» Exercise
Only the lines containing "dropdown" should appear in the answer, copied from the listing below.
◆ ◆ ◆ ◆ ◆ ◆ ◆
PR #739, opened 2023-01-14
Add calibration decimate dropdown

mcm001:
#184 's default resize resolution is too small to detect chessboards very far away, per [this cd post](https://www.chiefdelphi.com/t/photonvision-2023-official-release/421061/30?u=thatmattguy). Replaces with a UI-side dropdown which defaults to half. 640 seems like a good middle ground. needs testing on Pi

### DIFF
--- a/photon-client/src/views/CamerasView.vue
+++ b/photon-client/src/views/CamerasView.vue
@@ -77,7 +77,7 @@
                     name="Decimation"
                     tooltip="Resolution to which camera frames are downscaled for detection. Calibration still uses full-res"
◆ ◆ ◆ ◆ ◆ ◆ ◆
» Task output
Add calibration decimate dropdown
#184 's default resize resolution is too small to detect chessboards very far away, per [this cd post](https://www.chiefdelphi.com/t/photonvision-2023-official-release/421061/30?u=thatmattguy). Replaces with a UI-side dropdown which defaults to half. 640 seems like a good middle ground. needs testing on Pi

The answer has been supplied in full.